# [Records supplied]
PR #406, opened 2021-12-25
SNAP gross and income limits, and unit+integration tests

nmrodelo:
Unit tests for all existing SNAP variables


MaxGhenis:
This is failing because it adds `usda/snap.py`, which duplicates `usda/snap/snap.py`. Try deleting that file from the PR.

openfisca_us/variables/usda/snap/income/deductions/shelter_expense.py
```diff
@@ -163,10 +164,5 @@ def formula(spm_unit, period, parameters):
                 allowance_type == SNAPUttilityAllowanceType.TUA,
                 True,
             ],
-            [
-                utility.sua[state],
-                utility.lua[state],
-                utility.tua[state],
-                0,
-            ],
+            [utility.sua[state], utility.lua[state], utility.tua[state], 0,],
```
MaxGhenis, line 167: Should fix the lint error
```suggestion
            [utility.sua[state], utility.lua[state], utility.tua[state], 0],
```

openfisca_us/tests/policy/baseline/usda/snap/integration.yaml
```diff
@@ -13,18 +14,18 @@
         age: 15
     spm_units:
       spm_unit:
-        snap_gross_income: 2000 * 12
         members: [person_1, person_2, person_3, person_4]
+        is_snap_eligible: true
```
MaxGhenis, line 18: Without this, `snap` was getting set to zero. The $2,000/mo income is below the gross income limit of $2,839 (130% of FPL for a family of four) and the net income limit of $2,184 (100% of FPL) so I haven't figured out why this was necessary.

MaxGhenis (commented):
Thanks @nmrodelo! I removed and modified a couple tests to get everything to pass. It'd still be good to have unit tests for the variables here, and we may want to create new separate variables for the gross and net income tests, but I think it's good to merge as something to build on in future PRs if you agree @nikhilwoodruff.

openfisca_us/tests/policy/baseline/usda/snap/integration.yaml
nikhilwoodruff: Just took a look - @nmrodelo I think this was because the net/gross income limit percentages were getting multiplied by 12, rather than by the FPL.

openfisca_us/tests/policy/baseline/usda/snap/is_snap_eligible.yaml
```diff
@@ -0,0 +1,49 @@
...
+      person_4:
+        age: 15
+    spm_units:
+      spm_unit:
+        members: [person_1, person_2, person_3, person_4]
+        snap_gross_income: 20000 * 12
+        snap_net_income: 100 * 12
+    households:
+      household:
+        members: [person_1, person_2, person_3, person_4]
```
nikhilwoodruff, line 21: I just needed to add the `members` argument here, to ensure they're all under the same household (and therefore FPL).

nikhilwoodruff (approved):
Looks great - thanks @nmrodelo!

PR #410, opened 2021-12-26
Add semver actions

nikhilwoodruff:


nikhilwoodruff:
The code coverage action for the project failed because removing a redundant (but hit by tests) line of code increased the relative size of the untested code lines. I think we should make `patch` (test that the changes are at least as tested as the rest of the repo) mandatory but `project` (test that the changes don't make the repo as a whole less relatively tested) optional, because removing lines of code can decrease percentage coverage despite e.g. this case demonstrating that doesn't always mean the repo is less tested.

# [Directions for this task]
If a line in the records has the word "opened", copy that line.

# [Answer to this problem]
PR #406, opened 2021-12-25
PR #410, opened 2021-12-26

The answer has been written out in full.